[Stored data]
################

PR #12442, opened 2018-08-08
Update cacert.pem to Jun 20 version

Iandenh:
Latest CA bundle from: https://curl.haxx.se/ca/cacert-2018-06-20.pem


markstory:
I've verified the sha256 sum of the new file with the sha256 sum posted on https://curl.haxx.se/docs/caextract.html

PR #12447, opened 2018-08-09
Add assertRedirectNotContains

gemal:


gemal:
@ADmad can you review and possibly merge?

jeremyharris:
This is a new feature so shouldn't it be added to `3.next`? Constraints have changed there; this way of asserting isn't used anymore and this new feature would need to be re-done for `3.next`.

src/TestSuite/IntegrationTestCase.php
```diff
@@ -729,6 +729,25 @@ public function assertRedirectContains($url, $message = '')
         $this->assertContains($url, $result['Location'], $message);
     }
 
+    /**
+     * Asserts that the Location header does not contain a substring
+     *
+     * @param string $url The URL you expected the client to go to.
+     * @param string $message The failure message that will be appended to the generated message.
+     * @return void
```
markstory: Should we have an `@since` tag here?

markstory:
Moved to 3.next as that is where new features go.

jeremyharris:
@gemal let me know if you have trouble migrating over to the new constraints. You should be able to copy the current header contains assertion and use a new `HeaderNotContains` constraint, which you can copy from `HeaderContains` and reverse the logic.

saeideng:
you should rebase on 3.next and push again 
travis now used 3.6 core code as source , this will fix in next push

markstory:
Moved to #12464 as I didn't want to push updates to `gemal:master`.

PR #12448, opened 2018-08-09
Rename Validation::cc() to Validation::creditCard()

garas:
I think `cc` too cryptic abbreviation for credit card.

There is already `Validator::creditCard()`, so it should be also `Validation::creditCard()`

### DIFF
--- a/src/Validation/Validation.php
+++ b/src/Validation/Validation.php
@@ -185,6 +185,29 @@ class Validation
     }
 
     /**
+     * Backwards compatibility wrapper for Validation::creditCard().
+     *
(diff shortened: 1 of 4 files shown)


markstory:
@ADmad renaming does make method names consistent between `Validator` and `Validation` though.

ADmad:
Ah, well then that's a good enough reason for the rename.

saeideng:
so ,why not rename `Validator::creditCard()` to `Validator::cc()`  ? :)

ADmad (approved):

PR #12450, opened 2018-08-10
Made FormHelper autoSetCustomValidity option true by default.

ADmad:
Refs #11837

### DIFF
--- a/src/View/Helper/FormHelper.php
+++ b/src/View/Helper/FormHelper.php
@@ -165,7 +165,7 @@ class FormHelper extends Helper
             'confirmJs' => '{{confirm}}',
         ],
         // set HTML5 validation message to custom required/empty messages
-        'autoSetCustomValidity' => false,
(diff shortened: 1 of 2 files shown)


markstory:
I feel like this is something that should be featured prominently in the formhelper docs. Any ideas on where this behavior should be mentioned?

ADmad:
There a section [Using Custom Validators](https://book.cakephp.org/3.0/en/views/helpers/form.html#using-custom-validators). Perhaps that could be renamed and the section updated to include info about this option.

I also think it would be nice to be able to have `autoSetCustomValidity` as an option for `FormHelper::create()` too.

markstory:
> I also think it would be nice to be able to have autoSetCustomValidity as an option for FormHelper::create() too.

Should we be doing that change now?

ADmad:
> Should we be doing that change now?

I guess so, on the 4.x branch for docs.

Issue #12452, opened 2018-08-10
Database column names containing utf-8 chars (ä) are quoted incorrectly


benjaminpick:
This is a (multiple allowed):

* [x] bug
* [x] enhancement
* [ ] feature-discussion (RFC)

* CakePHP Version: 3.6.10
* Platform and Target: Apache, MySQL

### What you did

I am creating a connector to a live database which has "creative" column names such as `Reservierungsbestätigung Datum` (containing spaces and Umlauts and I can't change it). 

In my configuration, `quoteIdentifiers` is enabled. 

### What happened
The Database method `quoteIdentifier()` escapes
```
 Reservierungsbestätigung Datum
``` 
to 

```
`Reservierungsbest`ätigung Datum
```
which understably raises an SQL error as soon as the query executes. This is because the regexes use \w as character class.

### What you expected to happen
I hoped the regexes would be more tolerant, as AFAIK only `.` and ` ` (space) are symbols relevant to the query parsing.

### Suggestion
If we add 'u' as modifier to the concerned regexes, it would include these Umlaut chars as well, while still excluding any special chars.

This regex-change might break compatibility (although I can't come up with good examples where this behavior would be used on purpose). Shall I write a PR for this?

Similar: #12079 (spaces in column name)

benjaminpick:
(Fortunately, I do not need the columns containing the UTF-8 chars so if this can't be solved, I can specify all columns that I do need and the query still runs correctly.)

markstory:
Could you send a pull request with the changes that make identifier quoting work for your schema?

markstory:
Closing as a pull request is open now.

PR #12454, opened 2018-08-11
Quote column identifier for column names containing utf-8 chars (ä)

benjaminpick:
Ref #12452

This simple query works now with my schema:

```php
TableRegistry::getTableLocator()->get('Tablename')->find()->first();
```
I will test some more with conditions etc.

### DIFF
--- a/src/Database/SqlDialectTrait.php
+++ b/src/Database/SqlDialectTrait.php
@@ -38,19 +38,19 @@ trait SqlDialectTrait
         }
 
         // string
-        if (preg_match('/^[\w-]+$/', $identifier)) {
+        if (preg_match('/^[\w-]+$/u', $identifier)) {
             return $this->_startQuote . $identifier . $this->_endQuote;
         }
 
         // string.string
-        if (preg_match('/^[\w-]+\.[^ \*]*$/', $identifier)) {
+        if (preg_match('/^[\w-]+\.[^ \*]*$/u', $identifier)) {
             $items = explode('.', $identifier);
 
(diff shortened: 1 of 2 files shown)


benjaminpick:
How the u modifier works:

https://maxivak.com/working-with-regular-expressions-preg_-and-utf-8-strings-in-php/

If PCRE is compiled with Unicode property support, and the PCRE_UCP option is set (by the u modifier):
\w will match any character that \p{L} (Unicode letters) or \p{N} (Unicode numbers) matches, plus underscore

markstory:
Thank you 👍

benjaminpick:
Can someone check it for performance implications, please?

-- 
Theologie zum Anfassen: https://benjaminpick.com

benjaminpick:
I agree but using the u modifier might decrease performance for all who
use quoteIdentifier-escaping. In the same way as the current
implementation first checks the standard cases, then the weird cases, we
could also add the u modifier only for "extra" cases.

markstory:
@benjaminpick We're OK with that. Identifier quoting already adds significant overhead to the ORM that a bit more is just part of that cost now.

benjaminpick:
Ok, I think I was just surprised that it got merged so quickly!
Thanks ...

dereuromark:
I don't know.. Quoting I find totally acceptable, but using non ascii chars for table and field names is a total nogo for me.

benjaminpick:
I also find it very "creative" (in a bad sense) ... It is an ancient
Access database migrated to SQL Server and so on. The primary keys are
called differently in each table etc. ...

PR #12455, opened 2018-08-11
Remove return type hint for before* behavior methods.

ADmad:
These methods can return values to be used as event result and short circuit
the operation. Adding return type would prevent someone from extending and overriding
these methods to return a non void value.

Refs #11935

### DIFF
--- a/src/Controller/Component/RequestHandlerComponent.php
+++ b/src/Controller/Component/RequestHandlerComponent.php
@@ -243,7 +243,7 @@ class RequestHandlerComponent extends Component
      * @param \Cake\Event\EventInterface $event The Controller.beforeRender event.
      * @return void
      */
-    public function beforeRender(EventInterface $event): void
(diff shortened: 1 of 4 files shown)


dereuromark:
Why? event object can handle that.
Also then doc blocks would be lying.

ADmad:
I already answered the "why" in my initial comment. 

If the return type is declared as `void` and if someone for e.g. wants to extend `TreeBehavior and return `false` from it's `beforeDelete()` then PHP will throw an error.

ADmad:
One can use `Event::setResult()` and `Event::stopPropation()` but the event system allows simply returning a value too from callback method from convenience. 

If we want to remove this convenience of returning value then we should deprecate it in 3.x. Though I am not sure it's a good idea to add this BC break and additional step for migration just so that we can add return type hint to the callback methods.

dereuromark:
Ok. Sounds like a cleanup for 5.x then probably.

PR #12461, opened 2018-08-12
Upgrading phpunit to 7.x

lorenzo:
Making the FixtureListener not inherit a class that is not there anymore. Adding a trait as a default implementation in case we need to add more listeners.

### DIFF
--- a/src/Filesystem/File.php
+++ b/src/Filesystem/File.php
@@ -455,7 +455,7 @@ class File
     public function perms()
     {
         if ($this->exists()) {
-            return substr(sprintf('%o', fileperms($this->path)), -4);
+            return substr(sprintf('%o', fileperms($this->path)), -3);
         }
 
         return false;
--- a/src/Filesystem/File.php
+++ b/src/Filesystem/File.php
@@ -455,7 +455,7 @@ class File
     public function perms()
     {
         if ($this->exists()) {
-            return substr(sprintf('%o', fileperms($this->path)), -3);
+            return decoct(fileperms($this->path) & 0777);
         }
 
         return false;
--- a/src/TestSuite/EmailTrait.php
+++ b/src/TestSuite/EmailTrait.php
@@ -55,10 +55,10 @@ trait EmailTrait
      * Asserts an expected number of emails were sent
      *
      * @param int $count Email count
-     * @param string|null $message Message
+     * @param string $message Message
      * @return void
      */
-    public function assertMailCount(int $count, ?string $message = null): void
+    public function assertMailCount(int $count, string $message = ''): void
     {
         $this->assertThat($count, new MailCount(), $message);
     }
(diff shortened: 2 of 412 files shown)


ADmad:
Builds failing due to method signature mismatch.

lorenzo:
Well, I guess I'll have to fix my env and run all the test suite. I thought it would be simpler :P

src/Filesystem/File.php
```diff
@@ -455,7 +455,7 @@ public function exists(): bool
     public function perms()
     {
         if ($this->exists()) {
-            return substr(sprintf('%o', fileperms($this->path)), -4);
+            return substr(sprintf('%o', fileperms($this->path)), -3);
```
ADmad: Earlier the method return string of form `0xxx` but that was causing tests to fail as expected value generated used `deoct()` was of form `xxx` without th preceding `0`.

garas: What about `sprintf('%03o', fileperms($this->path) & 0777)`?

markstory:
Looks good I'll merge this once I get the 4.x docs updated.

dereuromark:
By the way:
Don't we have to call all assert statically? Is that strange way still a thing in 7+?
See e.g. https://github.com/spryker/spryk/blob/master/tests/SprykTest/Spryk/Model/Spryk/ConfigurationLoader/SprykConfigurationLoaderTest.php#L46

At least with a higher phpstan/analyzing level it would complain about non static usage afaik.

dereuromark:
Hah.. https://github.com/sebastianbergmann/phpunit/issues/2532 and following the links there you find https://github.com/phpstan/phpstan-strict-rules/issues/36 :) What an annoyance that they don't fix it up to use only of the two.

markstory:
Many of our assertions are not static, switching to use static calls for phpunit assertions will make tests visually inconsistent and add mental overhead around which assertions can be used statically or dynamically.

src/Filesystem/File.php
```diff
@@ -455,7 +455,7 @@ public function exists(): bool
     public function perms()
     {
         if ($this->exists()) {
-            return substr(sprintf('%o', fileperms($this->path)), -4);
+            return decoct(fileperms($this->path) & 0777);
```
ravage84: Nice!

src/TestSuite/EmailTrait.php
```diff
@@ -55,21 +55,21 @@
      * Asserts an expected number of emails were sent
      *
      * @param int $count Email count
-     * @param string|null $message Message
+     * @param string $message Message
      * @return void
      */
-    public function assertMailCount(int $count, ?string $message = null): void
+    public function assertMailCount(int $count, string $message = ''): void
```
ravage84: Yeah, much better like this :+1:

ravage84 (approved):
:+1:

################

What are the lines, exactly as written above, from the line with "that cost now." to the line with "I already answered", both included? Output only those.

@benjaminpick We're OK with that. Identifier quoting already adds significant overhead to the ORM that a bit more is just part of that cost now.

benjaminpick:
Ok, I think I was just surprised that it got merged so quickly!
Thanks ...

dereuromark:
I don't know.. Quoting I find totally acceptable, but using non ascii chars for table and field names is a total nogo for me.

benjaminpick:
I also find it very "creative" (in a bad sense) ... It is an ancient
Access database migrated to SQL Server and so on. The primary keys are
called differently in each table etc. ...

PR #12455, opened 2018-08-11
Remove return type hint for before* behavior methods.

ADmad:
These methods can return values to be used as event result and short circuit
the operation. Adding return type would prevent someone from extending and overriding
these methods to return a non void value.

Refs #11935

### DIFF
--- a/src/Controller/Component/RequestHandlerComponent.php
+++ b/src/Controller/Component/RequestHandlerComponent.php
@@ -243,7 +243,7 @@ class RequestHandlerComponent extends Component
      * @param \Cake\Event\EventInterface $event The Controller.beforeRender event.
      * @return void
      */
-    public function beforeRender(EventInterface $event): void
(diff shortened: 1 of 4 files shown)


dereuromark:
Why? event object can handle that.
Also then doc blocks would be lying.

ADmad:
I already answered the "why" in my initial comment. 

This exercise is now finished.